死出の門、新生の門

「ねえ、そこの──そこのお姉さん!」
 夕暮れ時のサファイアアベニュー国際市場をとぼとぼと歩いていたファロロは、慌てたような呼び声に顔を上げた。
 聞き覚えのない声だった。自分のことだろうかと振り返ると、真っ直ぐに自分を見てくる人物と目が合った。

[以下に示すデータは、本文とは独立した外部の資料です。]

PR #7634, opened 2022-12-08
Fix permission check for revive_bumblebee_preview action

tinagerber:
Since the permission check was wrong, it was only possible for users with global roles (i.e. administrators) to revive the preview. 

Furthermore, the permission should be available to all roles that have View Permission. A TaskResponsible does not necessarily have to be a Reader.

Only the first commit needs to be backported.

For [CA-5090]

## Checklist

- [x] Changelog entry

[CA-5090]: https://4teamwork.atlassian.net/browse/CA-5090?atlOrigin=eyJpIjoiNWRkNTljNzYxNjVmNDY3MDlhMDU5Y2ZhYzA5YTRkZjUiLCJwIjoiZ2l0aHViLWNvbS1KU1cifQ

### DIFF
--- a/changes/CA-5090.bugfix
+++ b/changes/CA-5090.bugfix
@@ -1,0 +1,1 @@
+Fix permission check for revive_bumblebee_preview action. [tinagerber]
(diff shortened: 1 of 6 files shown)


phgross (approved):
👍  LGTM

PR #7643, opened 2022-12-15
Addressblock formatting: Filter any None values before joining lines.

lukasgraf:
Addressblock formatting: Filter any `None` values or empty strings before joining lines.

This may be needed when certain attributes required for a complete address are missing. This will result in incomplete addresses being produced, but that's still preferable to having the "Create document from template" action fail (or any other context, where that DocProperty is generated).

For [CA-5079](https://4teamwork.atlassian.net/browse/CA-5079)

## Checklist

- [ ] Changelog entry (_bug fixed in same release as it was introduced_) 


njohner (approved):
LGTM

PR #7646, opened 2022-12-19
Make address block docproperties more robust

lukasgraf:
This fixes address block data extraction for KuB entities without a `primaryAddress`, and also makes the address block docproperties more robust in general. 

For [CA-5079](https://4teamwork.atlassian.net/browse/CA-5079)

## Checklist

- [ ] Changelog entry _(bug fixed in same release as it was introduced)_


njohner (approved):
LGTM

PR #7655, opened 2023-01-10
Workspace touched date

elioschmutz:
This PR adds the touched date index for workspaces.

The `touched` field was only implemented for dossiers. In this PR, we refactor out the field into its own schema behavior called `ITouched`. We then generally use this behavior for dossiers and workspaces.

The indexer method is now also registered for all `IDexterityContent` objects and will only return the date if the `ITouched` behavior is provided. This makes the implementation more generic and reusable for different content types.

The upgradestep in this PR is not implemented as a nightly upgrade step because migrating the dossiers `touched` filed does not require a reindex, so this is blazing fast. For setting the initial touched date for workspaces we only need to reindex workspaces. There are no deployments with a huge amount of workspaces.

For [CA-4875]

## Checklist

- [x] Changelog entry

- Upgrade-Steps:
  - DB-Schema migration
- API change:
  - If breaking:
    - [ ] api-change label added
- Bug fixed:
- New functionality:
- New translations

[CA-4875]: https://4teamwork.atlassian.net/browse/CA-4875?atlOrigin=eyJpIjoiNWRkNTljNzYxNjVmNDY3MDlhMDU5Y2ZhYzA5YTRkZjUiLCJwIjoiZ2l0aHViLWNvbS1KU1cifQ

### DIFF
--- a/opengever/base/indexes.py
+++ b/opengever/base/indexes.py
@@ -3,6 +3,7 @@ from Acquisition import aq_inner
 from Acquisition import aq_parent
 from opengever.base.behaviors.changed import IChanged
 from opengever.base.behaviors.changed import IChangedMarker
+from opengever.base.behaviors.touched import ITouched
 from opengever.base.behaviors.translated_title import ITranslatedTitle
 from opengever.base.behaviors.translated_title import ITranslatedTitleSupport
 from opengever.base.interfaces import IReferenceNumber
@@ -160,3 +161,8 @@ def getObjPositionInParent(obj):
             return
         return ploneGetObjPositionInParent(obj)()
     return None
+
+
+@indexer(ITouched)
+def touched_indexer(obj):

 ミコッテ族の娘だ。おそらく、自分と同じ年の頃の。誰だろうと困惑しかけたファロロは、すぐに小さく声を上げた。白い髪。褐色の肌。紺碧の瞳。なによりも、その手首に巻かれた組み紐──。
「ああ、やっぱり。あの時のお姉さんだよね」
 駆け寄ってきた娘をファロロは驚いて見上げる。
「あなた、この間の……」
 三ヶ月ほど前──あの霊災の直後、ナル大門の外で出会った娘だった。
 思いがけない再会なのは向こうも同じようだった。二人はしばし、見つめ合ったまま言葉に詰まった。
「ファロロさん、だったよね」
「イ・ノギヤさん、よね」
 声が重なる。娘は──イ・ノギヤは表情を緩めた。
「よかった。もう一度会えたらと思ってたんだ。ちゃんとお礼を言えてなかったから。……あの時は、助けてくれてありがとう」
 ファロロは目を伏せた。
「……お礼なんて。大したことはしていないもの」
 そう、本当に、礼を言われるようなことは何もしていない。
 霊災後、組織的な救助活動が開始されてしばらく経った頃。一人でウルダハに流れ着いたらしい彼女に、確かに声をかけた。自分と年の頃が近そうな娘が荒野にぽつねんと佇んでいるのを、どうしても見過ごすことができなかったのだ。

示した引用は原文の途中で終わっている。